__WHAT YOU NEED TO DO__:
Find each line below containing the word "want" and copy it.

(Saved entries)
* * * *
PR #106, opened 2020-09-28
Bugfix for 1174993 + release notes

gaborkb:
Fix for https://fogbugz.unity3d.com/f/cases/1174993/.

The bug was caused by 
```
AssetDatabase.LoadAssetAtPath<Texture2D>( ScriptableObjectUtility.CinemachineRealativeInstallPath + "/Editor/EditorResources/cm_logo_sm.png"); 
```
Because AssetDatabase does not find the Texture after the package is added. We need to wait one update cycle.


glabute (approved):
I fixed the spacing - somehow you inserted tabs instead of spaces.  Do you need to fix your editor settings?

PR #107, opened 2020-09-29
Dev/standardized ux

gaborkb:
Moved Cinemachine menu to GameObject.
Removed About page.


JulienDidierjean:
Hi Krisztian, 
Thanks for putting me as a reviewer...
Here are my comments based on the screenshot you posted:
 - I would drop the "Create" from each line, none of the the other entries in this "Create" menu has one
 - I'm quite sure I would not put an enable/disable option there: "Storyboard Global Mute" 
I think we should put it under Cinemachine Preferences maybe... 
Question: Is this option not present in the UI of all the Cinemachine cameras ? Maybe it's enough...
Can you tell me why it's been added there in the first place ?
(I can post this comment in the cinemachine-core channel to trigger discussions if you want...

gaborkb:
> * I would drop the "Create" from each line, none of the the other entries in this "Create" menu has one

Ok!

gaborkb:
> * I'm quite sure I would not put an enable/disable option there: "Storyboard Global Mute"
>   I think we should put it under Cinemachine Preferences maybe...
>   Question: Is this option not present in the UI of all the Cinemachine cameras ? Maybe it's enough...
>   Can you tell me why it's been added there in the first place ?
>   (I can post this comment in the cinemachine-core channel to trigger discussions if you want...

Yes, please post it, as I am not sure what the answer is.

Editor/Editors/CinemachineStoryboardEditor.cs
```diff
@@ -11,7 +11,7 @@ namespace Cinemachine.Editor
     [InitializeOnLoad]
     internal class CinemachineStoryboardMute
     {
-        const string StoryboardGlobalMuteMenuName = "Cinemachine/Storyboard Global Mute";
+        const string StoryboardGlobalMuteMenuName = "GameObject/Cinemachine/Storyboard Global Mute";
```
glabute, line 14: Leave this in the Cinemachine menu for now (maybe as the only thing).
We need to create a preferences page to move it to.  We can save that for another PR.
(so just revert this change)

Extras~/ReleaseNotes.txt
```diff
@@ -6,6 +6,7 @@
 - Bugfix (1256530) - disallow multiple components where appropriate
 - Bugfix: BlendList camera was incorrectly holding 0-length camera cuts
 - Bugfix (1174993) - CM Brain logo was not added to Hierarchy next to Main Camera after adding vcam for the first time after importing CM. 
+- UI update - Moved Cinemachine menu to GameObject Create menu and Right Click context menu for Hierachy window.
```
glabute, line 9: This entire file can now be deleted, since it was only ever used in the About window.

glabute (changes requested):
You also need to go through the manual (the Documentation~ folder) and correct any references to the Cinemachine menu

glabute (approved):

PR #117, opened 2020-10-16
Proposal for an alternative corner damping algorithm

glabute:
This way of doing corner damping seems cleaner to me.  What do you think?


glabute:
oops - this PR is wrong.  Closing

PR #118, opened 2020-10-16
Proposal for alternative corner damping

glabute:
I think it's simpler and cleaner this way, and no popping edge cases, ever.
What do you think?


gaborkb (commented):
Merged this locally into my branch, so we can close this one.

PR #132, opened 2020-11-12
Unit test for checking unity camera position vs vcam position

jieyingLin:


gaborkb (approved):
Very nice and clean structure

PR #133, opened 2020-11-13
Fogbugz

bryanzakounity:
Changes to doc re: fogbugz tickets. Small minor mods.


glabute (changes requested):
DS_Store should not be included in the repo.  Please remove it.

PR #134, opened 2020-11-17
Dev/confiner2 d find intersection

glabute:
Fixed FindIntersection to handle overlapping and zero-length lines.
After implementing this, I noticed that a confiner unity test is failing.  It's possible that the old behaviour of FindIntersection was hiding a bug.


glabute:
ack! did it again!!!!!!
* * * *
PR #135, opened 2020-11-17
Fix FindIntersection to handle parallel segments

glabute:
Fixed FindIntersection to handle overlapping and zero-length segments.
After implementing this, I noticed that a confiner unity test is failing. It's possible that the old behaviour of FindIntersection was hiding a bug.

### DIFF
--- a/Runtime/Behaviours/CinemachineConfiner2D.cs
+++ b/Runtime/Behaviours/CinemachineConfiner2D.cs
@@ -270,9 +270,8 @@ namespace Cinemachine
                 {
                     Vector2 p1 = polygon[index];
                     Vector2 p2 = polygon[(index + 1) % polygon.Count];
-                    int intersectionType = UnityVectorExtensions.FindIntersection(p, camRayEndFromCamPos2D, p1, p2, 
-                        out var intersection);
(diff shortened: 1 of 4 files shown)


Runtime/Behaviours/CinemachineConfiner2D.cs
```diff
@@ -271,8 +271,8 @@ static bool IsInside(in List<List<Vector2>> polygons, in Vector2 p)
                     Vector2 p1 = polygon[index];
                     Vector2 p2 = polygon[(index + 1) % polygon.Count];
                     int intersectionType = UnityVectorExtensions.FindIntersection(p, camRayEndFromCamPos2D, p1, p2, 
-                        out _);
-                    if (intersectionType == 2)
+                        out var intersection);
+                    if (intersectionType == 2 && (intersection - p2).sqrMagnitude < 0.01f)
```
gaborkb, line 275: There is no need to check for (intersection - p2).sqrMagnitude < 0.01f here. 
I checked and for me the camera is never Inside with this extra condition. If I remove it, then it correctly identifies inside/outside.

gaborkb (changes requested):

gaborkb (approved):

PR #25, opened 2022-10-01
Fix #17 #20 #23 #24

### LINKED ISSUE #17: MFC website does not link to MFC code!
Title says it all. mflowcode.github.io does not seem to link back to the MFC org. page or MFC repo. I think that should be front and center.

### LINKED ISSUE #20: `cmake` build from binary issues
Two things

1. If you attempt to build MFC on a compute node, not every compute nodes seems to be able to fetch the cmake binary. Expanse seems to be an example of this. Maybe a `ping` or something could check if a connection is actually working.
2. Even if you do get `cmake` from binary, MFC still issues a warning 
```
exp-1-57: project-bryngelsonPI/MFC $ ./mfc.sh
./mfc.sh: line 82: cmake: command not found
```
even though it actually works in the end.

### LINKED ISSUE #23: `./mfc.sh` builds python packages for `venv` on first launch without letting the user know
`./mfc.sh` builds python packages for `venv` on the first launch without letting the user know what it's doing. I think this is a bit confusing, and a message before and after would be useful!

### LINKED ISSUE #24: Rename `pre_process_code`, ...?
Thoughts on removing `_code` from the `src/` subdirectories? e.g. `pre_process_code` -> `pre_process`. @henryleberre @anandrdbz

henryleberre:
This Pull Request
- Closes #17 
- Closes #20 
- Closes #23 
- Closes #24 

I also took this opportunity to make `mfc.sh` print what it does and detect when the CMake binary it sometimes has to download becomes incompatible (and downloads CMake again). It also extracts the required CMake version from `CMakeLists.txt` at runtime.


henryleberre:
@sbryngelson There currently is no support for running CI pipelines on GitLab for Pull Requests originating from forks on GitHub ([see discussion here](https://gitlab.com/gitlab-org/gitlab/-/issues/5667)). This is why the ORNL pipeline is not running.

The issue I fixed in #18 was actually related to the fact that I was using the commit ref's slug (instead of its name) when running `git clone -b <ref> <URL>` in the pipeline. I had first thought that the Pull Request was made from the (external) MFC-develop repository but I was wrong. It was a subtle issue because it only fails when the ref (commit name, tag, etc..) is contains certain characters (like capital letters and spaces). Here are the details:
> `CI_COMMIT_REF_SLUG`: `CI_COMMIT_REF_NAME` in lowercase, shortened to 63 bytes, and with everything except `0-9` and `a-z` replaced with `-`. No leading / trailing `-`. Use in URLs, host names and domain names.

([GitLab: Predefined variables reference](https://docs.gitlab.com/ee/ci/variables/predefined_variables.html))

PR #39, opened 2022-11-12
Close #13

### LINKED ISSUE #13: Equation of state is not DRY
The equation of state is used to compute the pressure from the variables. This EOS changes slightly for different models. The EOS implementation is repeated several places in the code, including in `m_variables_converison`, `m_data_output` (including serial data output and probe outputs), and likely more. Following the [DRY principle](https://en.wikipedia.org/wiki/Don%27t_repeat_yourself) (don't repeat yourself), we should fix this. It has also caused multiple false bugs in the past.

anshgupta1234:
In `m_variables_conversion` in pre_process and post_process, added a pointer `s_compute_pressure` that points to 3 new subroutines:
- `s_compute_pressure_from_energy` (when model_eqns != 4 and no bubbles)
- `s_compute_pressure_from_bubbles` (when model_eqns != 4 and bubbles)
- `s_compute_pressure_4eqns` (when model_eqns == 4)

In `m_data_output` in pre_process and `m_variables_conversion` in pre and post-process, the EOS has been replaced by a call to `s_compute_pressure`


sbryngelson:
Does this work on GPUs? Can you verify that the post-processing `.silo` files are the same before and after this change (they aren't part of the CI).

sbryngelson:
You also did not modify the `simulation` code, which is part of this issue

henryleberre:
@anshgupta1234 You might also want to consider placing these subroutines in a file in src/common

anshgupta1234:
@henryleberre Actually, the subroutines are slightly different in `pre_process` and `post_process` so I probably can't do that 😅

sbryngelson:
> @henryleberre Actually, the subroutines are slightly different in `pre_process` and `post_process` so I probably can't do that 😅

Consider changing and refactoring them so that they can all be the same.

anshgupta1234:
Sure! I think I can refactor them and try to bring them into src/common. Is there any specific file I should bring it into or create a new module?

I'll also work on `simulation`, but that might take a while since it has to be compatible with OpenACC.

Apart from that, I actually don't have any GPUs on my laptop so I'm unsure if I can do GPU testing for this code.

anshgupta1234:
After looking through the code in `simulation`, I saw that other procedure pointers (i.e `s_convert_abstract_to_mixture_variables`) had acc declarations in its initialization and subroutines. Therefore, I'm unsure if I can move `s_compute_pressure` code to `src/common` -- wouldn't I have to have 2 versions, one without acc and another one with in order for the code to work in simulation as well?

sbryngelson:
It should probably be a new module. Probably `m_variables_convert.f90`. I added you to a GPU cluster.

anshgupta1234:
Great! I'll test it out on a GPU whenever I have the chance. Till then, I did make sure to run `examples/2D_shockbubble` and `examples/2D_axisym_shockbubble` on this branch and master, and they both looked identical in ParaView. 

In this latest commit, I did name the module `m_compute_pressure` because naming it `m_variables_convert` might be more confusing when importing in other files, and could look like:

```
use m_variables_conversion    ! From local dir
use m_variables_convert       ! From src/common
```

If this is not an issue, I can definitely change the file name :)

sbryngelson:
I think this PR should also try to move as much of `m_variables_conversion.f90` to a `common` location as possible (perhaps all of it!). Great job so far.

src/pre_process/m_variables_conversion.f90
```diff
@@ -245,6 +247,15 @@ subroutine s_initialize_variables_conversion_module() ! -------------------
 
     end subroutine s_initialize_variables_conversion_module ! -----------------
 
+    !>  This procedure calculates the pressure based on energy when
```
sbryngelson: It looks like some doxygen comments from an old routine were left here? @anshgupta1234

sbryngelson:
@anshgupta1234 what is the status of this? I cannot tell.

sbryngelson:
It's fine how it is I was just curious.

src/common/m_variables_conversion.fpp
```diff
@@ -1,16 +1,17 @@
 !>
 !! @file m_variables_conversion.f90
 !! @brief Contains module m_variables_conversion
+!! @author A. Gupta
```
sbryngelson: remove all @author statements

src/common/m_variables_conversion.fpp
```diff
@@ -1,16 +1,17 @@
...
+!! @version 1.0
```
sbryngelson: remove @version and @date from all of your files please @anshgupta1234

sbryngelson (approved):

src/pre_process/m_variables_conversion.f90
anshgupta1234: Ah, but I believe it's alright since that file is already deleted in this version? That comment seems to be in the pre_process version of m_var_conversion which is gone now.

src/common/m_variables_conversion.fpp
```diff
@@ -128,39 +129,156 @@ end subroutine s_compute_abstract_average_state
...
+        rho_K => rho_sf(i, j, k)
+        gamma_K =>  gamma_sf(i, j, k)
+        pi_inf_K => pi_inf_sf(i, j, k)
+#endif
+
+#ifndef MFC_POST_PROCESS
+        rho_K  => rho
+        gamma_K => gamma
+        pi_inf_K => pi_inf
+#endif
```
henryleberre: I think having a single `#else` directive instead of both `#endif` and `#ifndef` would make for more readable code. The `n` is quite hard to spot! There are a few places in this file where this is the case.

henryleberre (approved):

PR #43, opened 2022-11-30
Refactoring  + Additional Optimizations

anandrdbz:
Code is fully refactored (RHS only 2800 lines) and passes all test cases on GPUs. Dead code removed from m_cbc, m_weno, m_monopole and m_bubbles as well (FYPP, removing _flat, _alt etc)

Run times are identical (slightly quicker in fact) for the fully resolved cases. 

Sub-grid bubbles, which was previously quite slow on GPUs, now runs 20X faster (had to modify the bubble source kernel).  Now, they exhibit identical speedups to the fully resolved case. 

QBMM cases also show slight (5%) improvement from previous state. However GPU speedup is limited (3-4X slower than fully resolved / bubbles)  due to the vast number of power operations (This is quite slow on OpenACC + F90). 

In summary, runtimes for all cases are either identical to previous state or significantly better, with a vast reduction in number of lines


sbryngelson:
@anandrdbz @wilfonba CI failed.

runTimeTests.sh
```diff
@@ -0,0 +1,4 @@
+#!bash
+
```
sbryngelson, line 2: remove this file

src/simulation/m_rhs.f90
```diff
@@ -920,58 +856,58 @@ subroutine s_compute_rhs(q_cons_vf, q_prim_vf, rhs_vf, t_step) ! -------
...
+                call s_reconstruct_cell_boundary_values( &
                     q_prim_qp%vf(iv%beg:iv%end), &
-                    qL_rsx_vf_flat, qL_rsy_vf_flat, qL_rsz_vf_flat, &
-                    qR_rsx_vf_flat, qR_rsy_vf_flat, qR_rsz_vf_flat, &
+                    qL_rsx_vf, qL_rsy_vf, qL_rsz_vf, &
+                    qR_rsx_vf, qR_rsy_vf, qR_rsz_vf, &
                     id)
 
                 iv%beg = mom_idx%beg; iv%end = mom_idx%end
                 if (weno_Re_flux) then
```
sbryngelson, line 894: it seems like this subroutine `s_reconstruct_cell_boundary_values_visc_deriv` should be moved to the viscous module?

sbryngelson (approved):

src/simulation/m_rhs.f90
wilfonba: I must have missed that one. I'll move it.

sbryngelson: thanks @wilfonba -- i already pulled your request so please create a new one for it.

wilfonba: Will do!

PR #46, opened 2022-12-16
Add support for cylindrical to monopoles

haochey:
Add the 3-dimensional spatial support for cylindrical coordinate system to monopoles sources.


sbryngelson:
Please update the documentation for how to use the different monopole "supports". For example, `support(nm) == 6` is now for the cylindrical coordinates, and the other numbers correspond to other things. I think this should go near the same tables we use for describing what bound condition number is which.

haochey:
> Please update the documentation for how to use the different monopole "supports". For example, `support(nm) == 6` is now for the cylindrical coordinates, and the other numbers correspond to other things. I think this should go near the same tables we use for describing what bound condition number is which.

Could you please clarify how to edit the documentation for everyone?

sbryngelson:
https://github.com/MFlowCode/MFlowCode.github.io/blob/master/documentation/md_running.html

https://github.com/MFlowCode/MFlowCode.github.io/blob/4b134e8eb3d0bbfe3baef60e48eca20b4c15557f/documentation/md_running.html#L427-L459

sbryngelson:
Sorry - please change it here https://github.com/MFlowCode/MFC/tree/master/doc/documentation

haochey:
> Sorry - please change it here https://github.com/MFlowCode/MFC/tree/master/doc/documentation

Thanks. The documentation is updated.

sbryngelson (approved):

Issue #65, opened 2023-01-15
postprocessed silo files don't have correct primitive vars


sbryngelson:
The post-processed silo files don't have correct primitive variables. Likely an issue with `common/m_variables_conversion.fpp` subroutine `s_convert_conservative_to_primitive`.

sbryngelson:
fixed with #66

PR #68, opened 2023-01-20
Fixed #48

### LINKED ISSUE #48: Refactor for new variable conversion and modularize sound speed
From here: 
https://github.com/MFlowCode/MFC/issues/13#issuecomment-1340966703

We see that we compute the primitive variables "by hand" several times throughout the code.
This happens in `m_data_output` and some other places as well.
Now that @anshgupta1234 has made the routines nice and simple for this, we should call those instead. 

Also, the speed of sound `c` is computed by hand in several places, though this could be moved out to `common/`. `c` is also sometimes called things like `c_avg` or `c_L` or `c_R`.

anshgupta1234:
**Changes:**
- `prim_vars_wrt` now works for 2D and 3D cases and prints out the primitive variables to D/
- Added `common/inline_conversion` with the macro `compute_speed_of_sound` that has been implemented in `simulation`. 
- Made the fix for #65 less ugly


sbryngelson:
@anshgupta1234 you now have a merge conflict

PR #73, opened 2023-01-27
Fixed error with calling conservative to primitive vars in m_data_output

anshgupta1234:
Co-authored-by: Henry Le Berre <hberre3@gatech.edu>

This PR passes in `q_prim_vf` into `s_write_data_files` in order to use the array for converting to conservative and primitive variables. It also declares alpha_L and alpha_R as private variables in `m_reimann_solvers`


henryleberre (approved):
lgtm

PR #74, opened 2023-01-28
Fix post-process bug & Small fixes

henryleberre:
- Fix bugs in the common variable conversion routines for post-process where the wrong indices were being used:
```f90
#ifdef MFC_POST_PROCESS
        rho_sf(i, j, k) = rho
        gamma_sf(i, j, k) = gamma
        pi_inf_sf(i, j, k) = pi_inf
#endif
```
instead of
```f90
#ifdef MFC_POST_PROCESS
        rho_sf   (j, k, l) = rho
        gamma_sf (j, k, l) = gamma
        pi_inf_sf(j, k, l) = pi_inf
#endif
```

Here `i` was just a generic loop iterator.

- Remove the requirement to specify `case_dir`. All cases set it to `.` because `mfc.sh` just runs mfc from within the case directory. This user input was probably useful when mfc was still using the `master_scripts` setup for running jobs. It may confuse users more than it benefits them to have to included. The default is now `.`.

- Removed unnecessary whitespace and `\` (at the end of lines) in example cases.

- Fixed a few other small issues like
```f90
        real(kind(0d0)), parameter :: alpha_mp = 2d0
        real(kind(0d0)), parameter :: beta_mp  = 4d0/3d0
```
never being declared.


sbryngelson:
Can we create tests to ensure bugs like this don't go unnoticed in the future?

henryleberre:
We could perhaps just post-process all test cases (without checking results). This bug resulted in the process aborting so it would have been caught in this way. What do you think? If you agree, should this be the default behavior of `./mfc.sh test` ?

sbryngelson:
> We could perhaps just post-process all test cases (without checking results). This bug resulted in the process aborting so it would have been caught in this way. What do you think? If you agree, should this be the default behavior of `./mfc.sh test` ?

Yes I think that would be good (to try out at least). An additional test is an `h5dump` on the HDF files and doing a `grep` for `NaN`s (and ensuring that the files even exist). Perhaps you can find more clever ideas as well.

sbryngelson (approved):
* * * *
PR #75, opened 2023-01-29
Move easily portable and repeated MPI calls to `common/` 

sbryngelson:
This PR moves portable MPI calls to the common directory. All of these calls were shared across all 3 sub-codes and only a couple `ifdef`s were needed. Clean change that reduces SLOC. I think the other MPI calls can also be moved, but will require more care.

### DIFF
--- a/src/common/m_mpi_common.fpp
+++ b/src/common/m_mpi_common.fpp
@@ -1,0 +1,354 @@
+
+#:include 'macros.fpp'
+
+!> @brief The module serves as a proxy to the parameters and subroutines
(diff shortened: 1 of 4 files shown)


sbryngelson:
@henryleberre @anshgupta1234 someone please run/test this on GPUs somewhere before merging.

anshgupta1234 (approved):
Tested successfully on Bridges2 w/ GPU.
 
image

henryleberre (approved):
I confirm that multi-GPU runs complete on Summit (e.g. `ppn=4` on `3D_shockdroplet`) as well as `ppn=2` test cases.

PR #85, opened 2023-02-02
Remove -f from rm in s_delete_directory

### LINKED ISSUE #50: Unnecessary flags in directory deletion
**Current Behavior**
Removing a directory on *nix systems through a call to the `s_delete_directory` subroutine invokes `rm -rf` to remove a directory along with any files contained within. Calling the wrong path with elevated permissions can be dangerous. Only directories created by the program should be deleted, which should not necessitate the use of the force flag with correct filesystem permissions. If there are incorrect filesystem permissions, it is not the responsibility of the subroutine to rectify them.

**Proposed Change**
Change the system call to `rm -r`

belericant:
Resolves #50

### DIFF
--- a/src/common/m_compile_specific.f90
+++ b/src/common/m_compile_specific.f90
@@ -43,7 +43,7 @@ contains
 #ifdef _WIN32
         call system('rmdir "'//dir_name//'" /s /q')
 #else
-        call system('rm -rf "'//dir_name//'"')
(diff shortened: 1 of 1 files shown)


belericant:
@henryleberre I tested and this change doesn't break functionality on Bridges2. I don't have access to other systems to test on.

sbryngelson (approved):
* * * *
__OUTPUT OF THE TASK__:
(I can post this comment in the cinemachine-core channel to trigger discussions if you want...
>   (I can post this comment in the cinemachine-core channel to trigger discussions if you want...
@anshgupta1234 You might also want to consider placing these subroutines in a file in src/common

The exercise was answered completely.